# Thanksgiving Dinner near Legoland in Carlsbad



## blr666 (Oct 8, 2008)

Hello, we are off to Legoland during Thanksgiving week.  Any suggestions on a good restaurant for Thanksgiving dinner?  Thanks.  By the way, we are traveling with two kids, ages 8 & 4.5.


----------



## lprstn (Oct 8, 2008)

Why not go to some of the Disneyland restaurants for dinner?

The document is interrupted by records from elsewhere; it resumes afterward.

PR #1744, opened 2026-05-22
feat(select): flexibility in dropdown menu width

arina-gutuboe:
Implements [LIBS-837](https://dhis2.atlassian.net/browse/LIBS-837)

---

### Description

`SingleSelect` and `MultiSelect` measure the input width and pass it to the dropdown as a fixed pixel width. That works for a wide input, but breaks when the input becomes too narrow: long labels get compressed in the menu, and the result looks unnecessarily tight.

Thanksgiving Day Dining at Disneyland 

The Disneyland Resort offers a variety of dining on Thanksgiving Day, November 23, 2006

A Disney Family Thanksgiving Feast 
This Thanksgiving dinner takes place in the Grand Ballroom of the Disneyland Hotel. Traditional Thanksgiving is served including roasted turkey, ham, beef, mashed potatoes, salads and an unbelievable dessert buffet. The children will also enjoy a buffet made especially for them. Disney Characters will be available so don’t forget to bring your camera and autograph book 

Price:
Adults (12 and over): *$57.00
Children (under 12): *$14.50
Children under three are free.
Time: *2:00 to 8:00 PM 
Reservations can be made by calling 1-714-781-DINE 60 days prior to the event 
Napa Rose located at Disney's Grand Californian Hotel, will be offering a four course menu for Thanksgiving. Reservations are recommended.

Time: *2:00 to 7:00 PM.
Price: *$75 for adults
Reservations can be made by calling 1-714-781-DINE 60 days prior to the event 
Goofy’s Kitchen at the Disneyland Hotel
Goofy’s Kitchen is offering a Thanksgiving menu filled with traditional entrees, side dishes and desserts.

Price:
Adults (12 and over): *$35.92
Children (under 12): *$14.86
Time: *3:00 to 9:00 PM
Reservations can be made by calling 1-714-781-DINE up to 60 days prior. 
Storytellers Cafe, Disney's Grand Californian Hotel 
Again this year, Storytellers Café will present a dinner buffet on Thanksgiving Day offering turkey with all the trimmings. Characters will be available for that special Thanksgiving photo. 

Price:
Adults (12 and over): *$35.92
Children (under 12): *$14.86
Time: *3:00 to 9:00 PM
Reservations can be made by calling 1-714-781-DINE up to 60 days prior. 
Disney's PCH Grill, Disney's Paradise Pier Hotel 
Disney's PCH Grill will serve a Thanksgiving buffet featuring traditional entrees, side dishes and desserts.

Price:
Adults (12 and over): *$35.92
Children (under 12): *$14.86
Time: *3:00 to 9:00 PM
Reservations can be made by calling 1-714-781-DINE up to 60 days prior.


----------



## rachel1998 (Oct 8, 2008)

We also like the Thanksgiving Buffets they have at Knott's Berry Farm. We have done that a few times at it was great. I don't recall the price but it was reasonable.


----------



## Barbeque (Oct 8, 2008)

Disney and Knotts are a ways from Carlsbad and could take quite a while if traffic is bad.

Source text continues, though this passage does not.